Information shown:
PR #970, opened 2026-04-21
Speedup gsd snapshot and forcefield writing for convert_hoomd

CalCraven:
### PR Summary: 
Speedup cataloging of indexing for different objects when writing out to hoomd. Notably, replace all top.index(site) calls with a map of site_indexMap[id(site)] for indexing. Also remove separate iterations through top.sites for isrigid() checks, performing that during the main loop through Topology sites. Also perform some numpy improvements by initializing size arrays, and filling in xyz[i] as we iterate through the Topology.

### PR Checklist
------------

### DIFF
--- a/gmso/external/convert_hoomd.py
+++ b/gmso/external/convert_hoomd.py
@@ -1065,7 +1065,7 @@ def _parse_coulombic(
         coulombic = hoomd.md.long_range.pppm.make_pppm_coulomb_forces(
             nlist=nlist, resolution=resolution, order=order, r_cut=r_cut
         )
-    if not np.all(scaling_factors):
+    if not np.any(scaling_factors):
         return [*coulombic]  # return early
     # Handle 1-2, 1-3, and 1-4 scaling
     # TODO: Figure out a more general way to do this and handle molecule scaling factors
@@ -1116,7 +1116,7 @@ def _parse_lj(top, atypes, combining_rule, r_cut, nlist, scaling_factors):
     # Handle 1-2, 1-3, and 1-4 scaling
     # TODO: Figure out a more general way to do this
     # and handle molecule scaling factors
-    if not np.all(scaling_factors):
+    if not np.any(scaling_factors):
         return [lj]
     special_lj = hoomd.md.special_pair.LJ()
 
--- a/gmso/external/convert_hoomd.py
+++ b/gmso/external/convert_hoomd.py
@@ -185,6 +185,9 @@ def to_gsd_snapshot(
         "Special pairs are not currently written to GSD files",
     )
 
+    # Create IndexMap
+    site_indexMap = {id(site): i for i, site in enumerate(top.sites)}
+
     n_rigid, rigid_info = _parse_particle_information(
         gsd_snapshot,
         top,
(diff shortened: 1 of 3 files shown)


chrisjonesBSU:
While testing this out, I think I caught a bug from a previous PR that updated how special pairs are handled.

```
import mbuild as mb
import gmso
from gmso.parameterization.parameterize import apply

benzene = mb.load("c1ccccc1", smiles=True)
top = benzene.to_gmso()
oplsaa = gmso.core.forcefield.ForceField("oplsaa")
typed_top = apply(top, oplsaa)

print(typed_top.scaling_factors)

[[0.  0.  0.5]
 [0.  0.  0.5]]
```

So, we have scaling factors of 0.5 for both LJ and Coulomb pairs, but the special pair objects aren't created 

```
forces, _ = gmso.external.to_hoomd_forcefield(typed_top, r_cut=1.4)
print(forces["nonbonded"])

[<hoomd.md.pair.pair.Ewald at 0x314b66810>,
 <hoomd.md.long_range.pppm.Coulomb at 0x31c2e9f70>,
 <hoomd.md.pair.pair.LJ at 0x31c2ea810>]
```

I think the issue is the `not np.all()` used [here](https://github.com/mosdef-hub/gmso/blob/1a6017d2cb5658500f571b6bcea8fa3f2b059db2/gmso/external/convert_hoomd.py#L1019) and [here](https://github.com/mosdef-hub/gmso/blob/1a6017d2cb5658500f571b6bcea8fa3f2b059db2/gmso/external/convert_hoomd.py#L1070)

```
not np.all([[0, 0, 0.5], [0, 0, 0.5]])

True
```

I think it should use `if not np.any(scaling_factors):` instead. This is `True` if the scaling factors are all zeros. 

```
not np.any([[0, 0, 0.0], [0, 0, 0.0]])

True
```

Let me know if I'm missing something, but when there are non-zeros in the top.scaling_factors, we want to write out special pair forces, when it's all zeros, we don't. Right?

chrisjonesBSU:
The unit test wasn't catching this, because it appears manually changing `top.scaling_factors` doesn't work as intended.


```
benzene = mb.load("c1ccccc1", smiles=True)
top = benzene.to_gmso()
oplsaa = gmso.core.forcefield.ForceField("oplsaa")
typed_top = apply(top, oplsaa)
print(typed_top.scaling_factors)

[[0.  0.  0.5]
 [0.  0.  0.5]]


typed_top.scaling_factors[0][2] = 0
typed_top.scaling_factors[1][2] = 0
print(typed_top.scaling_factors)

[[0.  0.  0.5]
 [0.  0.  0.5]]
```

chrisjonesBSU (approved):
LGTM. 

Could there be any reason to have this `site_indexMap` be an attribute of `Topology`? It would have to be re-generated anytime a new site is added, but that isn't a common workflow in GMSO. I'm not saying we should, but it would be worth thinking about if this dict will be useful for other common workflows in GMSO, in other writers, conversions between formats (to_mbuild, to_parmed, etc...)

CalCraven:
> Let me know if I'm missing something, but when there are non-zeros in the top.scaling_factors, we want to write out special pair forces, when it's all zeros, we don't. Right?

Yes that's the intention there. We should make sure to have a test that covers that absolutely. Thanks for looking at that and getting that in!

CalCraven:
Getting a 35% speedup with 80k atoms. This is for an entirely untyped system, I suspect it would be even more for writing out force objects with a typed system or with rigid bodies.

```python
# Time test

import time
import mbuild as mb
import numpy as np

cpd = mb.load("CC", smiles=True)
box= mb.fill_box(cpd, n_compounds=10000, box=mb.Box([50,50,50]))

top = box.to_gmso()
top.save("out.gsd", overwrite=True)
times = np.arange(3)
for i in range(len(times)):
    start = time.perf_counter_ns()
    top.save("out.gsd", overwrite=True)
    times[i] = (time.perf_counter_ns() - start)/1e6

print(times.mean(), times.std())
# np.save("PR.npy", times)
np.save("MAIN.npy", times)

d1 = np.load("PR.npy").mean()
d2 = np.load("MAIN.npy").mean()
print(top.n_sites)

(d1 - d2)/d2

```
```
80000
np.float64(-0.35107410089307267)
```

chrisjonesBSU:
> > Let me know if I'm missing something, but when there are non-zeros in the top.scaling_factors, we want to write out special pair forces, when it's all zeros, we don't. Right?
> 
> Yes that's the intention there. We should make sure to have a test that covers that absolutely. Thanks for looking at that and getting that in!

I updated the previous unit test to make sure this is covered now.

PR #973, opened 2026-05-07
Revamp the documentation build.

chrisjonesBSU:
### PR Summary:

This PR completely redesigns the structure of the documentation and the readthedocs build. It adds an API section that references the doc strings. Type hints are added where possible to help improve readability of the docs. Most of the original information we had in the docs before remains.

@CalCraven do you want to look it over and see if we are missing anything? 

One possible section we could add (probably manually instead of inferred) is listing out all the currently supported potentials. EDIT: This has been added now.

I think the main thing still missing is documentation discussing the GMSO xml file format.

You can click the read the docs build action to see them, but for me it's not showing the changes from the latest commit, so you might have to build them locally.

### PR Checklist
------------


docs/api/parameterization.rst
```diff
@@ -0,0 +1,44 @@
...
+name) and writes atom types, bond types, angle types, dihedral types, and improper types
+onto the topology in-place.
+
+.. autofunction:: gmso.parameterization.parameterize.apply
+
+TopologyParameterizer
+---------------------
+
+:class:`~gmso.parameterization.topology_parameterizer.TopologyParameterizer` drives the
+parameterization workflow.  It is instantiated internally by :func:`apply` but may be used
```
CalCraven: Also missing the function arguments for apply. Apply is the main API point so this isn't a correct statement here.

CalCraven (changes requested):
Can we change from installation.rst:

Supported Python Versions[](https://gmso--973.org.readthedocs.build/en/973/installation.html#supported-python-versions)
Python 3.9-3.11 is the recommend version for users. It is the only version on which development and testing consistently takes place. Older (3.6-3.9) and newer (3.12+) versions of Python 3 are likely to work but no guarantee is made and, in addition, some dependencies may not be available for other versions. No effort is made to support Python 2 because it is considered obsolete as of early 2020.

To be:
3.10-3.13

Also: 

And then run the tests with the py.test executable:

Can be changed to the more modern pytest.

docs/api/formats.rst
```diff
@@ -0,0 +1,165 @@
...
+GROMACS
+-------
+
+GROMACS coordinate files (`.gro`) and topology/parameter files (`.top`, `.itp`) are
+supported for both reading and writing.
+
+.. autosummary::
+   :nosignatures:
+
+   gmso.formats.read_gro
```
CalCraven, line 20: Do we want the arguments supported here? Just the function names are showing for me.

chrisjonesBSU: If you build it locally the methods in the formats section should have the full API. I'm not sure why it isn't showing in the CI build.

docs/api/parameterization.rst
chrisjonesBSU: Check the build locally, just like with the formats.rst methods, all of the parameters and doc strings show up for `apply` as well.

chrisjonesBSU: Also, I removed the two non-public usage classes from this section of thed docs. The avoid confusion, `apply` is the only method that shows up in this section of the docs now.

chrisjonesBSU:
My local build is still different from what is showing up in the CI build for the docs. I'm just going to merge and we'll see what it looks like in the RTD build.

PR #979, opened 2026-06-03
Fix ordering and sorting to be dependent on presence of rigid bodies

chrisjonesBSU:
### PR Summary:

This uses different sorting methods in `convert_hoomd` depending on whether the topology contains rigid bodies. If rigid bodies are present, particle sorting changes, and is based on molecule (parent) grouping. This is required to correctly run rigid body simulations in hoomd. This also fixes an issue where we assumed that all molecules with the same label/name had the same number of sites per molecule.

### PR Checklist
------------

### DIFF
--- a/gmso/external/convert_hoomd.py
+++ b/gmso/external/convert_hoomd.py
@@ -438,10 +438,6 @@ def _parse_particle_information(
     else:
         for site in itertools.chain(top.sites, top.virtual_sites):
             if isinstance(site, VirtualSite):
-                logger.warning(
-                    "This topology contains gmso.core.VirtualSite particles, but "
-                    "no rigid bodies were found. See Site.Molecule.isrigid to set rigid bodies."
-                )
                 xyz.append(site.position())
                 types.append(
                     site.name if site.virtual_type is None else site.virtual_type.name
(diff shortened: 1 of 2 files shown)


chrisjonesBSU:
Still need to add some warning messages about re-ordering, and unit tests that would have caught this.

gmso/external/convert_hoomd.py
```diff
@@ -401,34 +401,60 @@ def _parse_particle_information(
...
-                charges.append(site.charge if site.charge else 0 * u.elementary_charge)
-                rigid_ids.append(
-                    site.molecule.number + n_prior_molecules
-                    if site.molecule.isrigid
-                    else -1
+            n_prior_molecules += site.molecule.number + 1
+    else:
+        for site in itertools.chain(top.sites, top.virtual_sites):
+            if isinstance(site, VirtualSite):
+                logger.warning(
```
CalCraven: I don't think this warning is necessary. There are cases where you could want a virtual site. You could use them as a ghost particle force in some non-equilibrium md simulation, for tracking forces, or some other cases.

CalCraven (approved):

PR #340, opened 2015-01-15
Add SelectorFormat convention for CSS Wizardry

bookwyrm:
CSS Wizardy has a variation on the BEM SelectorFormat which is different enough from the BEM standard to warrant a different validation regex.

http://csswizardry.com/2013/01/mindbemding-getting-your-head-round-bem-syntax/

### DIFF
--- a/config/default.yml
+++ b/config/default.yml
@@ -105,7 +105,7 @@ linters:
 
   SelectorFormat:
     enabled: true
-    convention: hyphenated_lowercase # or 'BEM', or 'snake_case', or 'camel_case', or a regex pattern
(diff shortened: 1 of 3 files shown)


Anahkiasen:
Isn't that already `BEM_hyphenated` ?

bookwyrm:
The main differences are in the use of double hyphen for the modifier (`.block__element--modifier`) and the ability to put an element after a modifier (`.block--modifier__element`).

bookwyrm:
Oh, I hadn't seen `hyphenated_BEM`...

bookwyrm:
Ok, yes, `hyphenated_BEM` works for my purposes. I'll submit a new pull request with tests and to expose the convention in the default config.

PR #342, opened 2015-01-15
Tests and exposed config option for hyphenated_BEM

bookwyrm:
Unless you look at the source, you don't realize that there is a SelectorFormat convention named hyphenated_BEM.

### DIFF
--- a/config/default.yml
+++ b/config/default.yml
@@ -105,7 +105,7 @@ linters:
 
   SelectorFormat:
     enabled: true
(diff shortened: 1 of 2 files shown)


lencioni:
:+1: I'm actually surprised we didn't have tests for `hyphenated_BEM`.

sds:
Thanks for the pull request, @bookwyrm!

We really appreciate you adding tests for this feature!

Merged in c955f70cd12cf64cae77dabe37083f3dd0e783c5.

PR #348, opened 2015-01-22
Add linter for important rule

mikeholm:


sds:
Thanks for the pull request, @mikeholm! 

I've merged this in 10f9c68 and enabled it by default in a6abf87. I think this is valuable to enable by default given how often `!important` is (still) misused, and the fact that you can use a control comment to disable the lint for special cases.

PR #349, opened 2015-01-22
Add linter for variables in property values

mikeholm:


lib/scss_lint/linter/use_variables_for_properties.rb
```diff
@@ -0,0 +1,18 @@
+module SCSSLint
+  class Linter::UseVariablesForProperties < Linter
+    include LinterRegistry
+
+    def visit_root(_node)
+      @included_properties = Set.new(config['included_properties'])
```
sds: Can just call this `properties`. Since there is no concept of `excluded_properties`, the `included_` qualifier seems unnecessary.

lib/scss_lint/linter/use_variables_for_properties.rb
```diff
@@ -0,0 +1,18 @@
...
+      yield
```
sds: Since this linter only serves a purpose if there are properties defined, you can short circuit running anything at all by writing:

```ruby
yield if @properties.any?
```

lib/scss_lint/linter/use_variables_for_properties.rb
```diff
@@ -0,0 +1,18 @@
...
+    end
+
+    def visit_prop(node) 
+      return if node.name.count > 1 || !node.name.first.is_a?(String)
+      return unless @included_properties.include? node.name.first
+      return if node.children.first.is_a?(Sass::Script::Tree::Variable)
```
sds: What about properties that are the result of a function call? I'm open to thoughts on this, but I can see the value of making this strict about requiring variables.

sds:
Thanks for the pull request, @mikeholm.

Happy to merge once the Travis build is fixed and my comments are addressed. Overall looks great!

lib/scss_lint/linter/use_variables_for_properties.rb
mikeholm: That's a great point. How do you feel about leaving it to variables for now and then figuring out the function thing at some other time? Would that cause trouble by possibly breaking your API?

mikeholm:
Alright, Travis is happy and I think I've addressed your concerns. Take a look?

Thanks for this awesome tool and taking our PRs!

sds:
Thanks for addressing those comments, @mikeholm.

Merged in 53d4533 with some adjustments in 8c85f9f. Main difference is renaming the linter to match the conventions laid out in other linters.

Thanks for your contribution to `scss-lint`!

PR #354, opened 2015-01-30
Wrap at-declaratives in backticks

teoljungberg:
We, at thoughtbot, use `scss-lint` to check for style violations in
[Hound][hound]. Hound will comment on style violations on an open PR,
and leave comments on the violating lines.

So to avoid pinging GitHub users in the comment, I suggest wrapping the
declaratives in backticks.

### DIFF
--- a/lib/scss_lint/linter/declaration_order.rb
+++ b/lib/scss_lint/linter/declaration_order.rb
@@ -15,8 +15,8 @@ module SCSSLint
 
     MESSAGE =
       'Rule sets should be ordered as follows: '\
-      '@extends, @includes without @content, ' \
-      'properties, @includes with @content, ' \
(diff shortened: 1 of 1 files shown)


trotzig:
Hi @teoljungberg! I'm glad to hear Thoughtbot is using scss-lint! (I've heard that you're also using React, which is even more awesome, but that's unrelated). 

Wrapping these strings in backticks seems like a good idea. I'm just running the commit through an internal code review tool, but expect it to be merged soon.

trotzig:
Merged in https://github.com/causes/scss-lint/commit/09eee7e42d139602d6c94127b8a3a20c27a17e1a. Thanks for the contribution!

teoljungberg:
Thank you @trotzig, glad I could help out

PR #371, opened 2015-02-20
Documentation and specs for NameFormat with regexp convention

Dorian:
It was not obvious what the format of the regexp should be


lencioni:
Thanks for the contribution! Merged in 52e69ac7c7766729cff4806502777df026b2e871

Dorian:
That was fast! Thanks, BTW I love scss-lint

About this exercise:
Reproduce, character for character, only the lines of the preceding data that start at the line with "We really appreciate" and end at the line with "Thanks for the pull request, @mikeholm!", both included.

Result:
We really appreciate you adding tests for this feature!

Merged in c955f70cd12cf64cae77dabe37083f3dd0e783c5.

PR #348, opened 2015-01-22
Add linter for important rule

mikeholm:


sds:
Thanks for the pull request, @mikeholm! 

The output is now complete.